EFFECT OF NITRIC-OXIDE AND CYCLOOXYGENASE PRODUCTS ON VASCULAR-RESISTANCE IN DOG AND RAT LUNGS

Pulmonary vascular resistance decreases with increased cardiac output. Because nitric oxide (NO) and prostacyclin are potent vasodilators that are released with increased shear stress, their roles in the control of pulmonary vascular pressure were evaluated using isolated blood-perfused rat and dog lungs. Lungs were perfused with an initial arteriovenous pressure gradient (Ppa - Ppv) of 15 cmH2O; Ppa and Ppv were increased by the same amount, and the flow was measured. In rat lung (n = 6), the NO synthesis inhibitor N(G)-nitro-L-arginine methyl ester (L-NAME) decreased pulmonary blood flow by approximately 50% at the same pressure (P < 0.05), whereas the cyclooxygenase inhibitor indomethacin (n = 6) had no effect. In dog lungs (n = 6), indomethacin decreased pulmonary blood flow by approximately 50% at the same pressure gradient (P < 0.05), whereas L-NAME (n = 6) had no effect. Furthermore, the flow increase that occurs as venous and arterial pressures are elevated together (so that Ppa - Ppv is constant) was inhibited by L-NAME in rat lungs and by indomethacin in dog lungs (P < 0.05 for each).

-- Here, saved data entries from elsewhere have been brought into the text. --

PR #696, opened 2023-01-12
Setup Google SSO server call

geekygecko:
## Description
This change does the following:
- takes the Google id token and sends it to our sync server
- adds logic to handle refresh and access tokens
- updates the forgotten password call to use Retrofit

## Testing Instructions

I recommend using an actual device as I found it more reliable than an emulator with the Google Sign-In framework.
It would be good to test both using the staging and production servers as they are running different code and we will be releasing the Android app before the updated server code is released to production.

### Staging testing setup
1. Change SINGLE_SIGN_ON_ENABLED in base.gradle to `true`
2. Make sure the Build Variant is 'debug'

### Test Google sign in, with an existing account
1. Clean install the app
2. Tap 'Continue with Google'
3. Pick your Google account with an email that exists in the app
4. ✅ Verify you are taken into the app and on the profile tab your email should be displayed

### Test Google sign in, without an existing account
1. Clean install the app
2. Tap 'Continue with Google'
3. Pick your Google account with an email that doesn't exist (if you need delete the account in the staging user admin area)
4. ✅ Verify you are taken to the next welcome page to pick some podcasts

### Test email sign in
1. Clean install the app
2. Tap 'Sign up'
3. Enter a new email and password
4. Tap 'Create Account'
5. ✅ Verify you are taken to the next welcome page to pick some podcasts

### Test creating an account with email
1. Clean install the app
2. Tap 'Sign up'
3. Enter a new email and password
4. Tap 'Create Account'
5. ✅ Verify you are taken to the next welcome page to pick some podcasts

### Test forgotten password
1. Clean install the app
2. Tap 'Log in'
3. Enter an existing username and password
4. Tap 'Log in'
5. ✅ Verify you are taken to the next welcome page to pick some podcasts

### Production testing setup
1. Change SINGLE_SIGN_ON_ENABLED in base.gradle to `true`
2. Make sure the Build Variant is 'debugProd'
3. Repeat the tests above, excluding the Google sign in tests, as the server endpoints aren't available yet.

### DIFF
--- a/modules/features/account/src/main/java/au/com/shiftyjelly/pocketcasts/account/AccountAuth.kt
+++ b/modules/features/account/src/main/java/au/com/shiftyjelly/pocketcasts/account/AccountAuth.kt
@@ -6,21 +6,18 @@ import android.content.Context
 import au.com.shiftyjelly.pocketcasts.analytics.AnalyticsEvent
 import au.com.shiftyjelly.pocketcasts.analytics.AnalyticsTrackerWrapper
 import au.com.shiftyjelly.pocketcasts.analytics.TracksAnalyticsTracker
-import au.com.shiftyjelly.pocketcasts.localization.helper.LocaliseHelper
 import au.com.shiftyjelly.pocketcasts.preferences.AccountConstants
 import au.com.shiftyjelly.pocketcasts.preferences.Settings
 import au.com.shiftyjelly.pocketcasts.repositories.podcast.PodcastManager
 import au.com.shiftyjelly.pocketcasts.repositories.refresh.RefreshPodcastsThread
-import au.com.shiftyjelly.pocketcasts.servers.ServerCallback
 import au.com.shiftyjelly.pocketcasts.servers.ServerManager
 import au.com.shiftyjelly.pocketcasts.servers.model.AuthResultModel
 import au.com.shiftyjelly.pocketcasts.servers.sync.SyncServerManager
 import au.com.shiftyjelly.pocketcasts.servers.sync.parseErrorResponse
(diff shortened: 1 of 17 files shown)


ashiagr (approved):
So happy to see this PR! 🎉

### debug build

1. Test Google sign in, with an existing account ✅ 
2. Test Google sign in, without an existing account  ✅ 
3. Test email sign in  ✅ 
4. Test creating an account with email  ✅ 
5. Test forgotten password  ✅ 

PS: I think "Test email sign in" and "Test forgotten password" instructions need to be updated. 

### debugProd build

1. Test email sign in  ✅ 
2. Test creating an account with email  ✅ 
3. Test forgotten password  ✅ 

Just to be sure, we cannot yet set a password for the new account created using Google sign-in, right?  I get an "Email not found" (instead of an incorrect password) error if I try to log in with this account using email and an "incorrect" password.

geekygecko:
> Just to be sure, we cannot yet set a password for the new account created using Google sign-in, right? I get an "Email not found" (instead of an incorrect password) error if I try to log in with this account using email and an "incorrect" password.

That's a great point. It is on my project thread todo list, and I won't enable the button in the app until this is fixed.
- Remove “Change password” and “Change email” when using Google Sign-In

I have been wondering if removing these options when using Google Sign-In is the correct change. Maybe the change password feature should let you set a password if you used Single Sign-On to create the account. We still have platforms like Sonos, which might not have SSO when this is released.
Similarly, with "Change email" maybe it should let you change your Google account.

geekygecko:
> PS: I think "Test email sign in" and "Test forgotten password" instructions need to be updated.

Oops, thanks for picking that up.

Plasma guanosine 3',5'-cyclic monophosphate (cGMP) rose with increased absolute pressure in rat lung [from 71 +/- 17 to 274 +/- 104 pM (P < 0.05)], and this increase was blocked by L-NAME. Plasma cGMP was unchanged in dog lung, but the ratio of prostacyclin to thromboxane tended to be higher. When the perfusing pressure gradient was increased from 5 to 35 cmH2O, L-NAME in rat lung and indomethacin in dog lung produced an increased resistance (P < 0.05) that was not due to an increased critical closure pressure. We conclude that the maintenance of a low pulmonary vascular resistance is mediated by NO release in rat lungs and a cyclooxygenase product in dog lungs.